Chalk – Wayne Gallman ($4,600)
- Saquon is out, and Gallman projects to take over Saquon’s workload in the Giants backfield. A guy who could get 15 touches at only $4,600 is insanely good value, but Wayne Gallman isn’t exactly a great player. It’s going to be very difficult to fade him, as the matchup is a decent one against Washington, and the Giants’ o-line looks to be much improved over last season. There are still paths to Gallman not meeting expectations, however. The Giants could go to more of a committee approach in the backfield, or they may decide to just let Danny Dimes rip the ball across the yard all game. Danny Dimes’ rushing ability also negates some of Gallman’s possible red zone/goal-line carries, as we already saw Jones run in two touchdowns himself last week
Pivot – Chris Thompson ($4,500)
- It is hard to find any RB with the type of touch expectation that Gallman has this week, but in a game script where Gallman fails, Chris Thompson on the other side of the ball should succeed. Thompson has served as the passing down RB for Washington, getting 23 targets and 12 carries through three weeks. All other RB plays around this price range are thin, but since DraftKings is a PPR site, Thompson’s pass-catching upside should give him a reasonable points expectation.
One last thing, I’m going to toss in a few guys each week who project to be sub 10% owned, hopefully even lower, that I expect can have a great week fantasy points-wise. These plays could be the piece that gets your tournament team to the top of the leaderboards, but they could very easily crash and burn as well. Play them at your own risk.
QB – Case Keenum ($4,900)
- Through three games, Case Keenum has put up fantasy scores of 30.2, 16.74 and 19.58 against the Eagles, Cowboys, and Bears respectively. The Redskins defense is not good, and the Giants should put up some points, forcing Keenum to continue to throw the ball as much as he has the past three games. The Giants defense is the softest matchup he has had so far this season. If he puts up 16 fantasy points (200 yards, 2 TD’s) he becomes a fantastic value at this incredibly cheap price tag.
WR – Allen Robinson ($5,600)
- Xavier Rhodes and the Vikings pass defense has not been as solid this season as they have been in years past.
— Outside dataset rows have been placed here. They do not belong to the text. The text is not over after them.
PR #3882, opened 2021-11-03
GCS Emulator Tests

colerogers:
Storage integration tests for the Firebase Emulator.


taeold (approved):
👏🏼

scripts/integration-helpers/framework.ts
```diff
@@ -10,11 +10,19 @@ const FIREBASE_PROJECT_ZONE = "us-central1";
  */
 /* Functions V2 */
 const PUBSUB_FUNCTION_V2_LOG = "========== PUBSUB V2 FUNCTION ==========";
+const STORAGE_FUNCTION_ARCHIVED_LOG = "========== STORAGE FUNCTION ARCHIVED ==========";
+const STORAGE_FUNCTION_DELETED_LOG = "========== STORAGE FUNCTION DELETED ==========";
+const STORAGE_FUNCTION_FINALIZED_LOG = "========== STORAGE FUNCTION FINALIZED ==========";
+const STORAGE_FUNCTION_METADATA_LOG = "========== STORAGE FUNCTION METADATA ==========";
```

Robinson has been targeted 27 times through 3 games and has yet to score a TD. It’s a hard pill to swallow playing one of Mitch Trubisky’s pass catchers, but Robinson has the volume and the talent to have a monster game in this spot.
RB – Marlon Mack ($6,100)
- Marlon Mack should not be low owned in the spot, and yet many sites are projecting him to be right around 10% owned. The Raiders run defense has improved this season, but as a 7 point home favorite, Mack should expect to see about 20 carries. At just $6,100, that is a fantastic value. The only legitimate rush offense the Raiders have faced is the Vikings, and Dalvin Cook ran for 110 yards and a TD on 16 carries. Mack is in a great spot this week but should see his ownership projection creep up as the week goes along.